Stored data entries:
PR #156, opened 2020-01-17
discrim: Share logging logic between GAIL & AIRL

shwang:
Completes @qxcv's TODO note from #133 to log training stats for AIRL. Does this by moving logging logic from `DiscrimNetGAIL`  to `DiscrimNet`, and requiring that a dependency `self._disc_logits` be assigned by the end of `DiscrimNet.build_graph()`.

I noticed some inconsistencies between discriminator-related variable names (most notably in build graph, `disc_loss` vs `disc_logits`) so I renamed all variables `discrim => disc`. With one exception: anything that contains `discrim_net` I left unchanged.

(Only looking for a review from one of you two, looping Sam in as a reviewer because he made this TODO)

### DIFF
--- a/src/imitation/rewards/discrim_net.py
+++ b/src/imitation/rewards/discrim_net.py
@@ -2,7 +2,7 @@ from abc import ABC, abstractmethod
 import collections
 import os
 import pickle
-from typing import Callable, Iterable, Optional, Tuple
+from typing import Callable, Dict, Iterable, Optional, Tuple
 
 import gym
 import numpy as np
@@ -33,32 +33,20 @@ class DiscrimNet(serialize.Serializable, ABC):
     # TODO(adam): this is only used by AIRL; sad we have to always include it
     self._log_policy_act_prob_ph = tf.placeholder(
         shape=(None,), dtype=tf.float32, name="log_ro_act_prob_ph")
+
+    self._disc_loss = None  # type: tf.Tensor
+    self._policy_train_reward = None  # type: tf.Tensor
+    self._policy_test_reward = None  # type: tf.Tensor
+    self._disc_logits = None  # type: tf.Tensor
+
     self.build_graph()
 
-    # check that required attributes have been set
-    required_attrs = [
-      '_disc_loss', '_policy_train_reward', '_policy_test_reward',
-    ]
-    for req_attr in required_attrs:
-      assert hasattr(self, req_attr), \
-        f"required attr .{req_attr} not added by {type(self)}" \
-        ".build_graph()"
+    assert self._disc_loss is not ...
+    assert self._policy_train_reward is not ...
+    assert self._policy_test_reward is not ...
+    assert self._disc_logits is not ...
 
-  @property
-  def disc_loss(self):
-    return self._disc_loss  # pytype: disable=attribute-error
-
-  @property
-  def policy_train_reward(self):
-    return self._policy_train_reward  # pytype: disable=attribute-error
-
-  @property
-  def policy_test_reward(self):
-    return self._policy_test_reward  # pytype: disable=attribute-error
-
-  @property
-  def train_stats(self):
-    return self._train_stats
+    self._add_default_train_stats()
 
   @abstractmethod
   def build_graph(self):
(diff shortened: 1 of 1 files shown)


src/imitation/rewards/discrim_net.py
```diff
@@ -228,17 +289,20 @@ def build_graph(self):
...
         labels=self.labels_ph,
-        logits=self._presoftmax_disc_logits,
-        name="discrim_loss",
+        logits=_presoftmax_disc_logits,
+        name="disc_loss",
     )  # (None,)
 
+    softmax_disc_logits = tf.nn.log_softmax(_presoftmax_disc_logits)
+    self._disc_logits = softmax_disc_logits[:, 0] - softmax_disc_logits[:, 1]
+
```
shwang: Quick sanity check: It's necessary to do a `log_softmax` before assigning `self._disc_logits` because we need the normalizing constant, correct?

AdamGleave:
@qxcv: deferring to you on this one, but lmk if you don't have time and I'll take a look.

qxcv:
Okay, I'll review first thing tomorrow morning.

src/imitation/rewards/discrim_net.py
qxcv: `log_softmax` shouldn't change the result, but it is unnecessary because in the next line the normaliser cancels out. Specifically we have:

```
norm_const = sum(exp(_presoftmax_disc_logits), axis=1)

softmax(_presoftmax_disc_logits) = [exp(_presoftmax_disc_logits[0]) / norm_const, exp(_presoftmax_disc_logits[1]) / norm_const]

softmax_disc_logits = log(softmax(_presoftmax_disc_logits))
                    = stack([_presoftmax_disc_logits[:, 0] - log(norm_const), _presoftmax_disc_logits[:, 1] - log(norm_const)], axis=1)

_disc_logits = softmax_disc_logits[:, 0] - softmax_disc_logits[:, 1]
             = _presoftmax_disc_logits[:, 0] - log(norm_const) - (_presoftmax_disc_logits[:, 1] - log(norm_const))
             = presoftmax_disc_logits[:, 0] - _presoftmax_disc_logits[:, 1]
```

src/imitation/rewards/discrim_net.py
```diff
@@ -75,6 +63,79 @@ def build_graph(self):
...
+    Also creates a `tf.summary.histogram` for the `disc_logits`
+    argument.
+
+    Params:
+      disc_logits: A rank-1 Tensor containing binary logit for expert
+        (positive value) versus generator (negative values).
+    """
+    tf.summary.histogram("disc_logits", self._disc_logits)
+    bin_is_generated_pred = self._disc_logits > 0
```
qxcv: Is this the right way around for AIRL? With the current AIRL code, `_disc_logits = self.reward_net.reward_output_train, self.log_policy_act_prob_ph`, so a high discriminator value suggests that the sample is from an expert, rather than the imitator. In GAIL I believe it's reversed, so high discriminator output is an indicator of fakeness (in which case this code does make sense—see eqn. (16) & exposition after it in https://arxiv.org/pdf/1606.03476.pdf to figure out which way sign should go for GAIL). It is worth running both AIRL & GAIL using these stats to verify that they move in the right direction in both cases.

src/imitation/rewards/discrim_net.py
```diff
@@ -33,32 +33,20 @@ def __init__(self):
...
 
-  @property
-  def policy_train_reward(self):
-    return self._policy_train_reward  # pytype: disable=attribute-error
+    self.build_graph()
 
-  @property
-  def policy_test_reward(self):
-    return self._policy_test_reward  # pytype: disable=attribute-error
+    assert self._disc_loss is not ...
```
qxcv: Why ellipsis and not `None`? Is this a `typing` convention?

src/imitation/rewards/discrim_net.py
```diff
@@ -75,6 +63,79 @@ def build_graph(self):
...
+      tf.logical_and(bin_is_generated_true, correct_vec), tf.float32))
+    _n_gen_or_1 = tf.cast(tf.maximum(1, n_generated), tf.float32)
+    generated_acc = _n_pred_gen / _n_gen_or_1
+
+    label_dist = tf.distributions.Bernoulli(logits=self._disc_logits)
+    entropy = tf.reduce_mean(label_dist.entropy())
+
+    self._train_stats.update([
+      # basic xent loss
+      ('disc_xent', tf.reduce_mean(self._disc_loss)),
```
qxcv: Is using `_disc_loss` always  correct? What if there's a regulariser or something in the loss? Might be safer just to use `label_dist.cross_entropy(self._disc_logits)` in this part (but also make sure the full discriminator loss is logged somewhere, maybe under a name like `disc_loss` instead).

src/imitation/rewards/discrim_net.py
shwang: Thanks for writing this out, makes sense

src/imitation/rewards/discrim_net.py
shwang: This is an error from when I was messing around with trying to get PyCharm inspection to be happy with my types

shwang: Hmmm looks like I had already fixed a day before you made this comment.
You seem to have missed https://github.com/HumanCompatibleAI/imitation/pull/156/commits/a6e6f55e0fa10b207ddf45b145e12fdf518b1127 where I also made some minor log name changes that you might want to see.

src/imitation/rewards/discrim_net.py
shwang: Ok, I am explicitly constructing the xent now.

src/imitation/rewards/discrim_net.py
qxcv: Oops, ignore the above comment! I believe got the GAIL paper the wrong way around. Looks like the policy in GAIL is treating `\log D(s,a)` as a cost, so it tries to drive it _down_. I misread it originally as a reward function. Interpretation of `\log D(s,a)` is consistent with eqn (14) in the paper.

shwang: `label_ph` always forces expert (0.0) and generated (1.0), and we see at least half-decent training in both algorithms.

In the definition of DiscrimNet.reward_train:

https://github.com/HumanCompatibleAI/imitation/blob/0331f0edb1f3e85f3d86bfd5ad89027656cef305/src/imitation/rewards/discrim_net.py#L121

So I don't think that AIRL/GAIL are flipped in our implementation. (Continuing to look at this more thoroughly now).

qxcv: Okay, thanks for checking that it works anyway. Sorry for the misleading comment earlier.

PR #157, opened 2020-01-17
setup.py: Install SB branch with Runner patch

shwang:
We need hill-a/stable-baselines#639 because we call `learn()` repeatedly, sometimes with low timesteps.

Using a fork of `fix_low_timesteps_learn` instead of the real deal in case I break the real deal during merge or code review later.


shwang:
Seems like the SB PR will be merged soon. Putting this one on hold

--

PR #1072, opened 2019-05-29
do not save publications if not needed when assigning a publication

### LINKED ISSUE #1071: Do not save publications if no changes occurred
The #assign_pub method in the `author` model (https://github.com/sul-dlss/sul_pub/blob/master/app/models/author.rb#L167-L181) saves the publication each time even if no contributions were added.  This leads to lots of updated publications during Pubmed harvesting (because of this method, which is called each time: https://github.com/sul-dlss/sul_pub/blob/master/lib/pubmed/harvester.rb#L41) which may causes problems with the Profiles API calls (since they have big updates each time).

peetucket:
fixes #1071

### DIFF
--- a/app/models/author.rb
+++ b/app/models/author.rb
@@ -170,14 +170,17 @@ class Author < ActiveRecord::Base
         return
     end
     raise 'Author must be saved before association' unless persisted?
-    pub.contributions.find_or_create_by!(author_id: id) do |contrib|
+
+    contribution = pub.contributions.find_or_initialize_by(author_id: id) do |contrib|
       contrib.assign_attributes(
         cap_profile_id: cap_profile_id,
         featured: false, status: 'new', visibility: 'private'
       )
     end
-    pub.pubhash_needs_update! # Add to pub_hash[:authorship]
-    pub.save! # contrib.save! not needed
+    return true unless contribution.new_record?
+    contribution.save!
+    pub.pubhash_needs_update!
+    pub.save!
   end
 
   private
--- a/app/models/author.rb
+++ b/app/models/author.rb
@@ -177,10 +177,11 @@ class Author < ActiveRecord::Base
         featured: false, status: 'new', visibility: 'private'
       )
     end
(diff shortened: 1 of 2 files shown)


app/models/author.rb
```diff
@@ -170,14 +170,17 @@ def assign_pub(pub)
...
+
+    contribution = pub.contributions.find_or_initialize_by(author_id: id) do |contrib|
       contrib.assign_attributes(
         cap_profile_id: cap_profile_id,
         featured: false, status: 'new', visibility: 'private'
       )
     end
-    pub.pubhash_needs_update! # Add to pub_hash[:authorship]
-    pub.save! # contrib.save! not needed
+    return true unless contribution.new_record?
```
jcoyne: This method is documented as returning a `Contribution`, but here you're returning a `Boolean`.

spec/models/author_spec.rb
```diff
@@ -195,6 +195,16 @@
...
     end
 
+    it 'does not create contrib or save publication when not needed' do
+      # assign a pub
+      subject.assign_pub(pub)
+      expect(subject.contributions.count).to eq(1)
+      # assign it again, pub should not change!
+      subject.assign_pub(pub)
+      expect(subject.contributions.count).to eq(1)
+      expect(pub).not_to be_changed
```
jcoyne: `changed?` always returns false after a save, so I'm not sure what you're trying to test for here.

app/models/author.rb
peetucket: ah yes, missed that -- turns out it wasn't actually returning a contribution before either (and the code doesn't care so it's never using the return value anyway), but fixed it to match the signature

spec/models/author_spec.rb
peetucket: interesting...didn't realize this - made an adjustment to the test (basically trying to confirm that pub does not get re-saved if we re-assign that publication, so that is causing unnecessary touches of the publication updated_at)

**YOUR TASK:** Retype only the lines above between the line with "import pickle" and the line with "-33,32 +33,20 @@ class", counting those two lines as well, and keep every character as it is.

**RESPONSE FOR THIS EXERCISE:**
 import pickle
-from typing import Callable, Iterable, Optional, Tuple
+from typing import Callable, Dict, Iterable, Optional, Tuple
 
 import gym
 import numpy as np
@@ -33,32 +33,20 @@ class DiscrimNet(serialize.Serializable, ABC):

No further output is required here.